Rudra’s Cosmic Dance and the Recognition of Rudra–Nārāyaṇa Unity (Īśvara-gītā Continuation)
भवानीशो ऽनादिमांस्तेजोराशिर् ब्रह्मा विश्वं परमेष्ठी वरिष्ठः / स्वात्मानन्दमनुभूयाधिशेते स्वयं ज्योतिरचलो नित्यमुक्तः
bhavānīśo 'nādimāṃstejorāśir brahmā viśvaṃ parameṣṭhī variṣṭhaḥ / svātmānandamanubhūyādhiśete svayaṃ jyotiracalo nityamuktaḥ
သူသည် ဘဝာနီ၏ အရှင် (ရှီဝ) ဖြစ်၍ အစမရှိသူ၊ တောက်ပမှု၏ အစုအဝေးကြီးဖြစ်၏—ဗြဟ္မာလည်း ဖြစ်၍ စကြဝဠာတစ်ခုလုံးလည်း ဖြစ်ကာ အမြင့်ဆုံး စီမံခန့်ခွဲသူ၊ အထူးမြတ်ဆုံးဖြစ်၏။ မိမိအတ္တ၏ အာနန္ဒကို ကိုယ်တိုင် အတွေ့အကြုံပြု၍ မိမိအတွင်း၌ပင် နားနေတော်မူ၏—ကိုယ်တိုင်တောက်ပ၊ မလှုပ်ရှား၊ အမြဲလွတ်မြောက်သူ။
Narratorial/Doctrinal voice within the Purāṇic discourse (praise-stotra style), aligned with the Kurma Purana’s Shaiva–Vaishnava synthesis
Primary Rasa: adbhuta
Secondary Rasa: shanta
It presents the Supreme as svayaṃ-jyoti (self-luminous), acala (immutable), and nitya-mukta (eternally free), resting in the bliss of direct Self-realization—an explicitly non-dual (Advaita-leaning) description of Ātman/Brahman.

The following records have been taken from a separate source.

PR #1458, opened 2025-11-10
feat: add support `scopes` parameter for connected accounts

guabu:
### 📋 Changes

Adds support for a top-level `scopes` parameter when initiating a connect account flow.

### 🎯 Testing

See included tests.

### Checklist

- [X] I have read the [Auth0 general contribution guidelines](https://github.com/auth0/open-source-template/blob/master/GENERAL-CONTRIBUTING.md)
- [X] I have read the [Auth0 Code of Conduct](https://github.com/auth0/open-source-template/blob/master/CODE-OF-CONDUCT.md)
- [X] All code quality tools/guidelines have been run/followed

### DIFF
--- a/__tests__/Auth0Client/connectAccountWithRedirect.test.ts
+++ b/__tests__/Auth0Client/connectAccountWithRedirect.test.ts
@@ -50,6 +50,9 @@ describe('Auth0Client', () => {
       const options: RedirectConnectAccountOptions<any> = {
         connection: 'google-oauth2',
         scopes: ['profile', 'email'],
+        authorization_params: {
+          prompt: 'consent',
+        }
       };
 
       await client.connectAccountWithRedirect(options);
@@ -61,6 +64,9 @@ describe('Auth0Client', () => {
           state: expect.any(String),
           code_challenge: expect.any(String),
           code_challenge_method: 'S256',
+          authorization_params: {
+            prompt: 'consent',
+          }
         })
       );
     });
--- a/src/global.ts
+++ b/src/global.ts
@@ -557,6 +557,12 @@ export interface RedirectConnectAccountOptions<TAppState = any> {
 
   /**
    * Array of scopes to request from the Identity Provider during the connect account flow.
+   * 
+   * @example
+   * await auth0.connectAccountWithRedirect({
+   *   connection: 'google-oauth2',
+   *   scopes: ['https://www.googleapis.com/auth/calendar']
+   * });
    */
   scopes?: string[];
 
@@ -565,17 +571,7 @@ export interface RedirectConnectAccountOptions<TAppState = any> {
    *
    * @example
    * await auth0.connectAccountWithRedirect({
-   *   connection: 'google-oauth2',
-   *   scopes: ['https://www.googleapis.com/auth/calendar'],
-   *   authorization_params: {
-   *     // additional authorization params to forward to the authorization server
-   *   }
-   * });
-   *
-   * @example
-   * await auth0.connectAccountWithRedirect({
    *   connection: 'github',
-   *   scopes: ['repo', 'user'],
    *   authorization_params: {
    *     audience: 'https://api.github.com'
    *   }


src/MyAccountApiClient.ts
```diff
@@ -4,12 +4,12 @@ import { Fetcher } from './fetcher';
...
   /** The name of the connection to link the account with (e.g., 'google-oauth2', 'facebook'). */
   connection: string;
+  /** Array of scopes to request from the Identity Provider during the connect account flow. */
+  scopes?: string[];
   /** The URI to redirect to after the connection process completes. */
   redirect_uri: string;
   /** An opaque value used to maintain state between the request and callback. */
   state?: string;
-  /** A string value used to associate a Client session with an ID Token, and to mitigate replay attacks. */
-  nonce?: string;
```
guabu, line 12: Removed the `nonce` parameter here since it's not relevant to the Connect Account flow — it appears to be an older artifact lingering around.

__tests__/Auth0Client/connectAccountWithRedirect.test.ts
```diff
@@ -49,15 +49,15 @@ describe('Auth0Client', () => {
     it('should call myAccountApi.connectAccount with correct params', async () => {
       const options: RedirectConnectAccountOptions<any> = {
         connection: 'google-oauth2',
-        authorization_params: { scope: 'profile email' }
+        scopes: ['profile', 'email'],
```
pmalouin, line 52: Minor: perhaps this test should continue to assert correct handling of `authorization_params` (as well as `scopes`).

src/global.ts
```diff
@@ -555,23 +555,28 @@ export interface RedirectConnectAccountOptions<TAppState = any> {
...
+   */
+  scopes?: string[];
+
   /**
    * Additional authorization parameters for the request.
    *
    * @example
    * await auth0.connectAccountWithRedirect({
    *   connection: 'google-oauth2',
+   *   scopes: ['https://www.googleapis.com/auth/calendar'],
```
pmalouin: Minor: This `@example` block showcasing usage of `scopes` should be moved to the jsdoc block of the new `scopes` field above.

In this block, we can continue to show usage of `authorization_params` specifically and the second @example block below should be enough (with usage of `audience` with Github)

__tests__/Auth0Client/connectAccountWithRedirect.test.ts
guabu: Done as part of https://github.com/auth0/auth0-spa-js/pull/1458/commits/be22f7413b9de552da04b0266e2c9e564fe478c1.

src/global.ts
guabu: Done as part of https://github.com/auth0/auth0-spa-js/pull/1458/commits/be22f7413b9de552da04b0266e2c9e564fe478c1.

__tests__/Auth0Client/connectAccountWithRedirect.test.ts
gyaneshgouraw: @guabu Could we add a test case to validate how the function behaves when this payload is passed?
Since the current type definition allows this shape, we should confirm the expected behavior:
```ts
const options: RedirectConnectAccountOptions<any> = {
  connection: 'google-oauth2',
  authorization_params: { scope: 'profile email' }
};
```

gyaneshgouraw-okta:
@guabu Can we make the PR description more descriptive to include required context about this PR?
It would be helpful to include:

- The motivation for moving `scope` out of `authorizationParam`s and promoting it to a top-level field.
- A note that the new `scopes` field is now an `array of strings`, which is a meaningful API change.
- Clarification on usage: Should users still pass `scope` inside `authorizationParams`? The type definition still allows it, so it would be good to explain how that scope differs from the new top-level scopes, and which one should be preferred going forward.

This detail will help us understand more about the context of the PR

EXAMPLES.md
```diff
@@ -662,8 +662,9 @@ Use the new `connectAccountWithRedirect` method to redirect the user to the thir
 // Start the connect flow by redirecting to the thrid party API's login, defined as an Auth0 connection
 await auth0.connectAccountWithRedirect({
   connection: '<CONNECTION eg, google-apps-connection>',
-  authorization_params: {
-    scope: '<SCOPE eg https://www.googleapis.com/auth/calendar.acls.readonly>'
+  scopes: ['<SCOPE eg https://www.googleapis.com/auth/calendar.acls.readonly>'],
+  authorizationParams: {
```
gyaneshgouraw, line 666: The property key needs to be corrected. It is `authorization_params` in the type-def currently.

Also what happens, if user provides both types of scopes, as supported in type def.
We should have it clarified, if it supported or user is expected to only provide the top level scope.
```ts
scopes: ['<SCOPE eg https://www.googleapis.com/auth/calendar.acls.readonly>'],
  authorizationParams: {
      scope:"<relevant scope>"
  }
```

sam-muncke:
@gyaneshgouraw-okta I cant edit the PR description @guabu is no longer working on this. I can answer your questions though:

> The motivation for moving scope out of authorizationParams and promoting it to a top-level field.


One of the issues with the currently implementation is that it doesn't give a good way for a developer to override the default connection scopes whilst also ensure at least the minimum required scopes (typically something like offline_access and something like openid/profile/email depending on the provider) are included in the request. There has been quite a lot of thought and debate around this and it is outlined [here](https://oktawiki.atlassian.net/wiki/spaces/~724630722/pages/4020568638/Connected+Accounts+Scope+problem+Proposal+3) but suffice to say the decision has been made and the structure in this PR reflects the API structure of My Account API (which can be found [here](https://github.com/atko-cic/my-account/blob/73fe761f3695346d6ae6f4c1dcd8f97ff446c881/oas/schema/components/request_bodies/connected_accounts/CreateConnectedAccountsRequestContent.json) and has a top level scopes parameter.

> A note that the new scopes field is now an array of strings, which is a meaningful API change.

This again has been debated but ultimately this has been decided because it provides a better DX for passing scopes to the upstream rather than having to deal with the string manipulation as a developer. Whereas the `scope` parameter as a string is constrained by legacy and OAuth2 in general requiring `scope` as a string - we do not have the same constraints here. `scopes` here is actually use in quite a different way than elsewhere.

> Clarification on usage: Should users still pass scope inside authorizationParams? The type definition still allows it, so it would be good to explain how that scope differs from the new top-level scopes, and which one should be preferred going forward.

Yes and no. They should not be used in a connected account connect request. The authorizationParams.scope field is not used by MyAccount (they are still present on the OpenAPI spec definition to avoid immediately breaking everyone but they are completely ignored). `scope` used on authorizationParams elsewhere (e.g. Login) or on the default ones defined at configuration is still valid.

The key yogic emphasis is svātmānanda-anubhava—direct realization of the Self’s bliss—implying inward absorption (dhyāna/samādhi) where the mind rests in the self-luminous reality rather than external objects, consistent with the Kurma Purana’s contemplative and Pāśupata-oriented discipline.
By identifying the Supreme as “Bhavānī’s Lord (Śiva)” while also calling Him Brahman and the universe itself, the verse supports the Kurma Purana’s integrative theology: one non-dual Supreme is praised through multiple divine names and functions, harmonizing sectarian identities.